● Records for the task:

*** Begin section ***

PR #5689, opened 2017-02-13
scala-xml dependency should be provided

ashawley:
Nothing should transitively depend on the scala-xml module except for
scaladoc and library-all.

Compiler needs scala-xml as a build dependency, but not at runtime.

The user is supposed to provide scala-xml as a dependency at runtime.
This fixes an issue where the classpath in SBT shadows the scala-xml
module, see scala/scala-module-dependency-sample#14.

Unfortunately, scaladoc needs to be pulled out of the compiler.  This
is a first attempt at mangling the build so that scaladoc is a
separate jar.  Following on, SBT will need to know how to run scaladoc
as a separate jar.

Previously #5609 for 2.11.  For 2.13 is tracked at scala/scala-dev#291

### DIFF
--- a/build.sbt
+++ b/build.sbt
@@ -522,7 +522,7 @@ lazy val scaladoc = configureAsSubproject(project)
   .settings(
     name := "scala-compiler-doc",
     description := "Scala Documentation Generator",
-    libraryDependencies ++= Seq(scalaXmlDep, partestDep),
+    libraryDependencies ++= Seq(scalaXmlDep, partestDep), // Good here
     includeFilter in unmanagedResources in Compile := "*.html" | "*.css" | "*.gif" | "*.png" | "*.js" | "*.txt" | "*.svg" | "*.eot" | "*.woff" | "*.ttf"
   )
   .dependsOn(compiler)
--- a/build.sbt
+++ b/build.sbt
@@ -395,17 +395,16 @@ lazy val compiler = configureAsSubproject(project)
     description := "Scala Compiler",
     libraryDependencies ++= Seq(antDep, asmDep),
     // These are only needed for the POM:
-    libraryDependencies ++= Seq(scalaXmlDep, jlineDep % "optional"),
+    libraryDependencies ++= Seq(jlineDep % "optional"),
     buildCharacterPropertiesFile := (resourceManaged in Compile).value / "scala-buildcharacter.properties",
     resourceGenerators in Compile += generateBuildCharacterPropertiesFile.map(file => Seq(file)).taskValue,
-    // this a way to make sure that classes from interactive and scaladoc projects
+    // this a way to make sure that classes from interactive and repl projects
     // end up in compiler jar. note that we need to use LocalProject references
     // (with strings) to deal with mutual recursion
     products in Compile in packageBin :=
       (products in Compile in packageBin).value ++
         Seq((dependencyClasspath in Compile).value.find(_.get(moduleID.key) == Some(asmDep)).get.data) ++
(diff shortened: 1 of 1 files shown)


lrytz:
sbt's `compiler-interface` needs scaladoc on the classpath:

```
[info] 'compiler-interface' not yet compiled for Scala 2.13.0-20170212-224828-034ccfd. Compiling...
/home/jenkins/tmp/sbt_60a1acc5/xsbt/ScaladocInterface.scala:13: error: object doc is not a member of package scala.tools.nsc
  import scala.tools.nsc.{ doc, Global, reporters }
```

Not sure if there's a way to make this work without requiring a new, patched version of sbt.

ashawley:
> Not sure if there's a way to make this work without requiring a new, patched version of sbt.

Not in my opinion there isn't

https://github.com/scala/scala-module-dependency-sample/pull/14#issuecomment-270952028

lrytz:
Thanks, @ashawley. Since this requires a coordinated effort with sbt, I'm closing this for now to keep our PR queue in shape. We keep track of the issue at https://github.com/scala/scala-dev/issues/291.

build.sbt
```diff
@@ -416,15 +415,13 @@ lazy val compiler = configureAsSubproject(project)
     mappings in Compile in packageSrc ++= {
       val base = (unmanagedResourceDirectories in Compile).value ++
         (unmanagedResourceDirectories in Compile in LocalProject("interactive")).value ++
-        (unmanagedResourceDirectories in Compile in LocalProject("scaladoc")).value ++
         (unmanagedResourceDirectories in Compile in LocalProject("repl")).value
       base ** ((includeFilter in unmanagedResources in Compile).value || "*.scala" || "*.psd" || "*.ai" || "*.java") pair relativeTo(base)
     },
-    // Include the additional projects in the scaladoc JAR:
+    // Include the additional projects in the compiler JAR:
```
dwijnand, line 421: this was correct the way it was btw, it means the jar of scaladocs of the compiler

ashawley: Ok, I see, now.  You're right.  I had misunderstood.  Thanks for reviewing that.

ashawley:
I looked in to how sbt needed to be patched, but I didn't get far.

First, I tried to provide the separate scaladoc dependency to sbt's compiler interface.  It failed because sbt is still compiling itself with 2.10

```
(compileInterfaceProj/*:update) sbt.ResolveException: unresolved dependency:
 org.scala-lang#scala-compiler-doc;2.10.6: not found
```

My naive attempt is ashawley/sbt@255b228

So that suggests fixing the scala-xml dependency with scala-compiler-doc in 2.13 would actually require a new 2.10 release with a separate scala-compiler-doc jar just for sbt.  sbt would use that release of Scala 2.10 and the separate jar going forward.

In addition to making the separate jar, the new scala 2.10 release would still, for compatibility sake, provide a scala-compiler with the scala-compiler-doc code in it.

Will there be another 2.10 release of Scala to include this kind of a build change?

If there is, I can try to research making the 2.10 Ant build change and then look in to whether patching sbt is possible.

dwijnand:
I don't think there would be a need for a new release of 2.10/2.11. The compiler bridge is compiled at runtime of _using_ sbt (you might've seen before "compiling the compiler-interface for scala 2.11.8..."). So the place to add scala-compiler-doc is somewhere in the vicinity of compile/ivy/src/main/scala/sbt/compiler/ComponentCompiler.scala.

See https://github.com/sbt/sbt/commit/90a8423d8e20b90b327f5a8893a4fe7460ac67e7#diff-a1981f84fdd4c348d65e4a883adb3137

*** End section ***

● Work to be completed: Search the listing for the word "packageBin" and state how many lines contain it. Nothing else belongs in the reply.

● Answer box: 2